Clinical data science
Data science has always been prominent in the field of clinical trials. Timely insight into clinical data provides answers to medical questions documenting the safety and efficacy of novel and existing therapeutic compounds. With large and complex data, clinical data scientists have been producing statistical analyses of clinical trials for marketing applications since clinical development has been required. In the early 2000s, the clinical data scientist evolved from a role of a consultant to statisticians to a strategic one. Now the clinical data scientist assists in the planning, collection, transformation, analysis and reporting of clinical trial data and communication of their results. These scientists are crucial to the determination of safety and efficacy of novel therapeutic compounds.
Genomic data science
Application of Data Science does not only stop at clinical trials, it was also applied to learning the proteins and DNA sequences in Genomics. This field, because of the tools of the data scientist, the work for analyzing, and studying DNA structures, viruses and other biological pathogens. Handling of data is around before but using data science will make it easier for handling vast amount of data in Genomics and make the procedures repeatable. Data Science could be used to help sort genomic data in order to process gene types.
Agriculture
With the increasing adoption of GPS, imagery, and sensor technologies as standard data collection instruments on agricultural equipment, farmers gain access to vast amounts of data. The data provides information about crops, weather, soil characteristics and other factors impacting crop growth and yield. Data scientists working in agriculture help growers and agronomists by identifying patterns in the data and developing predictive models that allow farmers to reduce inputs and increase yields.
Retail
Data science is utilized by many companies to pinpoint what customers want, how they buy, and what they might be interested in buying at a future point. Currently, Amazon and Netflix utilize sophisticated data science algorithms to create "smart product recommendations" for their customers.
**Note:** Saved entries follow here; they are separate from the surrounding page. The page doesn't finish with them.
PR #821, opened 2017-09-21
Introduce changes to preserve tasks when clustered

MaryamZi:
With Quartz's clustering features being introduced in ntask (wso2/carbon-commons/pull/279), we need to ensure that when a node leaves, the relevant tasks remain in the shared database, for other nodes to pick them up (fail-over). With the current architecture, in a graceful shutdown, with the undeployment of artifacts the relevant tasks are deleted, resulting in a deletion from the database.

This PR introduces changes to enable preservation of the relevant tasks, if undeployment is being called during a graceful shutdown.

### DIFF
--- a/modules/core/src/main/java/org/apache/synapse/config/SynapseConfiguration.java
+++ b/modules/core/src/main/java/org/apache/synapse/config/SynapseConfiguration.java
@@ -60,6 +60,7 @@ import org.apache.synapse.message.processor.impl.AbstractMessageProcessor;
 import org.apache.synapse.message.store.MessageStore;
 import org.apache.synapse.registry.Registry;
 import org.apache.synapse.rest.API;
+import org.apache.synapse.startup.quartz.StartUpController;
 import org.apache.synapse.task.TaskManager;
 import org.apache.synapse.util.xpath.ext.SynapseXpathFunctionContextProvider;
 import org.apache.synapse.util.xpath.ext.SynapseXpathVariableResolver;
@@ -1403,7 +1404,14 @@ public class SynapseConfiguration implements ManagedLifecycle, SynapseArtifact {
         destroy(false);
     }
 
-    public synchronized void destroy(boolean preserverState) {
+    /**
+     * Method to destroy the stateful managed parts of the configuration preserving state as required and specifying
+     * if destroy is being called in a shut down.
+     *
+     * @param preserveState whether state should be preserved
+     * @param isShuttingDown whether destroy is being called in a shut down
+     */
+    public synchronized void destroy(boolean preserveState, boolean isShuttingDown) {
 
         if (log.isDebugEnabled()) {
             log.debug("Destroying the Synapse Configuration");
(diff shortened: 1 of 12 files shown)


modules/tasks/src/main/java/org/apache/synapse/task/TaskManager.java
```diff
@@ -16,6 +16,15 @@
 
     public boolean delete(String name);
 
+	/**
+	 * Method to delete the task with the specified name, specifying whether or not deleting is being done with the
+	 * server shutting down.
```
Manuri: Add newline

modules/core/src/main/java/org/apache/synapse/message/processor/impl/ScheduledMessageProcessor.java
```diff
@@ -293,14 +296,28 @@ public boolean stop() {
 	}
 
 	@Override
+	public boolean stop() {
+    	return stop(false);
```
Manuri: Fix indentation

modules/tasks/src/main/java/org/apache/synapse/task/TaskManager.java
```diff
@@ -117,4 +126,10 @@
      */
     boolean isTaskExist(final String taskName);
 
+	/**
+	 * Method to retieve whether the TaskManager is managing tasks in a cluster.
+	 *
```
himasha: Remove additional line

modules/core/src/main/java/org/apache/synapse/config/SynapseConfiguration.java
```diff
@@ -1473,14 +1478,18 @@ public synchronized void destroy(boolean preserverState) {
...
-            mp.destroy();
+            ((AbstractMessageProcessor) mp).destroy(preserverState, isShuttingDown);
         }
 
         for (API api : apiTable.values()) {
             api.destroy();
         }
     }
 
+    public synchronized void destroy(boolean preserverState) {
```
sdkottegoda: typo preserver? Here the input parameter is preserveState, but at line 1452 you pass the value of isShuttingDown. There's also another method introduced with both parameters preserveState and isShuttingDown which means that the 2 values could be different. This seems confusing to me. WDYT?

modules/core/src/main/java/org/apache/synapse/message/processor/impl/ScheduledMessageProcessor.java
```diff
@@ -243,8 +243,7 @@ public void setParameters(Map<String, Object> parameters) {
 	}
 
 
-    @Override
-    public boolean stop() {
+    public boolean stop(boolean isShuttingDown) {
```
abeykoon: To me it looks like we need to have two methods
ScheduledMessageProcessor.stop()
ScheduledMessageProcessor.pause()

Then we can do what is necessary without passing isShuttingDown all the way down the methods? Of cause, if this parameter is useful for another, then it is fine. :)

MaryamZi: In general the isShuttingDown parameter was introduced to prevent deleting the Quartz task in a destroy if destroy is called in a graceful shut down, to allow another node to pick it up and execute it. This is required with the new implementation which uses Quartz's clustering features, which is based on sharing a database which holds the task data.

For ScheduledMessageProcessor specifically, the isShuttingDown parameter is used to NOT pause the task, if destroy is called in a graceful shut down, to allow another node to continue execution. If the task is paused in a shut down, another node will not execute it with the new implementation, since the task would be marked as paused in the shared database.

VijithaEkanayake:
Let's Reopen this PR, Once we have finalized the way to address existing limitations.

PR #823, opened 2017-09-22
add jaccoco coverage for unit test

nuwanw:
Once the modules is built with test, the coverage stat can be find in target/coverage-reports directory in each module


modules/coverage-report/pom.xml
```diff
@@ -0,0 +1,64 @@
+<?xml version="1.0" encoding="UTF-8"?>
+<!-- ~ Licensed to the Apache Software Foundation (ASF) under one ~ or more
```
milindaperera: wrong license header

nuwanw: Same license in all the pom file in synapse

milindaperera: I thought since we adding new module we have to use wso2 license header. If having the same License header in pom files is the requirement, then, this looks good. 👍

PR #832, opened 2017-09-30
Fixing APIMANAGER-5916

sajhak:
This PR contains the fix for java.lang.ClassCastException issue, which occurs in a PUT request with an empty body ('{}') and application/octet-stream content type


sajhak:
Need to add commit description. Will close this PR and send a new PR

PR #835, opened 2017-10-01
[ESBJAVA-5058]Add initAxis2ClientOptions,axis2xml and clientRepositor…

jananithangavel:
…y to Call mediator in blocking mode

### DIFF
--- a/modules/core/src/main/java/org/apache/synapse/config/xml/CallMediatorFactory.java
+++ b/modules/core/src/main/java/org/apache/synapse/config/xml/CallMediatorFactory.java
@@ -27,6 +27,7 @@ import org.apache.synapse.endpoints.Endpoint;
 import org.apache.synapse.mediators.builtin.CallMediator;
 
 import javax.xml.namespace.QName;
+import java.io.File;
 import java.util.Properties;
 
 /**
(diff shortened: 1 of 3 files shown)


modules/core/src/main/java/org/apache/synapse/mediators/builtin/CallMediator.java
```diff
@@ -134,6 +140,10 @@ private boolean handleBlockingCall(MessageContext synInCtx) {
         }
 
         MessageContext resultMsgCtx = null;
+        //If initClientOption is False then set it with blockingMsgsender
+        if (!initClientOptions) {
+            blockingMsgSender.setInitClientOptions(false);
```
a5anka: Can we write this as `blockingMsgSender.setInitClientOptions(initClientOptions)`?

modules/core/src/main/java/org/apache/synapse/config/xml/CallMediatorFactory.java
```diff
@@ -76,6 +77,9 @@
     private static final QName CALL_Q = new QName(XMLConfigConstants.SYNAPSE_NAMESPACE, "call");
     private static final QName ENDPOINT_Q = new QName(XMLConfigConstants.SYNAPSE_NAMESPACE, "endpoint");
     private static final QName BLOCKING_Q = new QName("blocking");
+    private static final QName ATT_INIT_AXI2_CLIENT_OPTIONS = new QName("initAxis2ClientOptions");
```
a5anka: The letter `S` is missing in the word `AXI2`. Shall we fix?

modules/core/src/main/java/org/apache/synapse/mediators/builtin/CallMediator.java
jananithangavel: Done

modules/core/src/main/java/org/apache/synapse/config/xml/CallMediatorFactory.java
jananithangavel: Fixed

Every purchase that is made, product that is bought, or movie that is watched collects data about an individuals interests and buying habits.[16] The use of data science allows companies to utilize that information to recommend further purchases that might interest the individual.
Education
Academic institutions practice various methods to increase their student experience inside the campus. Comparing and evaluating the performance of institutions to enable the students, parents and academic researchers are of prime importance as of Today. By leveraging data science Institutions can identify, grooming the students (skill building) based on Industry needs, and increase the chance of employability.
Criticism
Although use of the term "data science" has exploded in business environments, many academics and journalists see no distinction between data science and statistics. Writing in Forbes, Gil Press argues that data science is a buzzword without a clear definition and has simply replaced “business analytics” in contexts such as graduate degree programs.[17] In the question-and-answer section of his keynote address at the Joint Statistical Meetings of American Statistical Association, noted applied statistician Nate Silver said, “I think data-scientist is a sexed up term for a statistician....Statistics is a branch of science. Data scientist is slightly redundant in some way and people shouldn’t berate the term statistician.”[18]